Could you retype all of the entries below word for word?

### Provided records

PR #1046, opened 2021-04-06
Improved Dispatch docs

icylace:
I've made some improvements to the Dispatch documentation in an effort to address the points made by @zaceno [in the now merged overhauled docs PR](https://github.com/jorgebucaran/hyperapp/pull/1042#discussion_r599309868).

### DIFF
--- a/docs/architecture/dispatch.md
+++ b/docs/architecture/dispatch.md
@@ -1,6 +1,6 @@
 # Dispatch
 
-The **dispatch** function controls Hyperapp's core dispatching process which executes [actions](actions.md), applies state transitions, runs [effects](actions.md#effects), patches the DOM, and starts/stops [subscriptions](subscriptions.md) that need it.
+The **dispatch** function controls Hyperapp's core dispatching process which executes [actions](actions.md), applies state transitions, runs [effects](actions.md#effects), and starts/stops [subscriptions](subscriptions.md) that need it.
 
 You can augment the dispatcher to tap into the dispatching process for debugging/instrumentation purposes. Such augmentation is loosely comparable to middleware used in other frameworks.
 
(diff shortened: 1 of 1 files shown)


docs/architecture/dispatch.md
```diff
@@ -1,8 +1,8 @@
 # Dispatch
 
-The **dispatch** function controls how to execute [actions](actions.md) and apply the state transitions and effect running that they request to be done.
+The **dispatch** function controls Hyperapp's core dispatching process which executes [actions](actions.md), applies state transitions, runs [effects](actions.md#effects), patches the DOM, and starts/stops [subscriptions](subscriptions.md) that need it.
```
jorgebucaran, line 3: > patches the DOM,

`dispatch` ultimately causes the DOM to be patched, but very indirectly. What motivated you to add this part?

######

### Expected answer
PR #1046, opened 2021-04-06
Improved Dispatch docs

icylace:
I've made some improvements to the Dispatch documentation in an effort to address the points made by @zaceno [in the now merged overhauled docs PR](https://github.com/jorgebucaran/hyperapp/pull/1042#discussion_r599309868).

### DIFF
--- a/docs/architecture/dispatch.md
+++ b/docs/architecture/dispatch.md
@@ -1,6 +1,6 @@
 # Dispatch
 
-The **dispatch** function controls Hyperapp's core dispatching process which executes [actions](actions.md), applies state transitions, runs [effects](actions.md#effects), patches the DOM, and starts/stops [subscriptions](subscriptions.md) that need it.
+The **dispatch** function controls Hyperapp's core dispatching process which executes [actions](actions.md), applies state transitions, runs [effects](actions.md#effects), and starts/stops [subscriptions](subscriptions.md) that need it.
 
 You can augment the dispatcher to tap into the dispatching process for debugging/instrumentation purposes. Such augmentation is loosely comparable to middleware used in other frameworks.
 
(diff shortened: 1 of 1 files shown)


docs/architecture/dispatch.md
```diff
@@ -1,8 +1,8 @@
 # Dispatch
 
-The **dispatch** function controls how to execute [actions](actions.md) and apply the state transitions and effect running that they request to be done.
+The **dispatch** function controls Hyperapp's core dispatching process which executes [actions](actions.md), applies state transitions, runs [effects](actions.md#effects), patches the DOM, and starts/stops [subscriptions](subscriptions.md) that need it.
```
jorgebucaran, line 3: > patches the DOM,

`dispatch` ultimately causes the DOM to be patched, but very indirectly. What motivated you to add this part?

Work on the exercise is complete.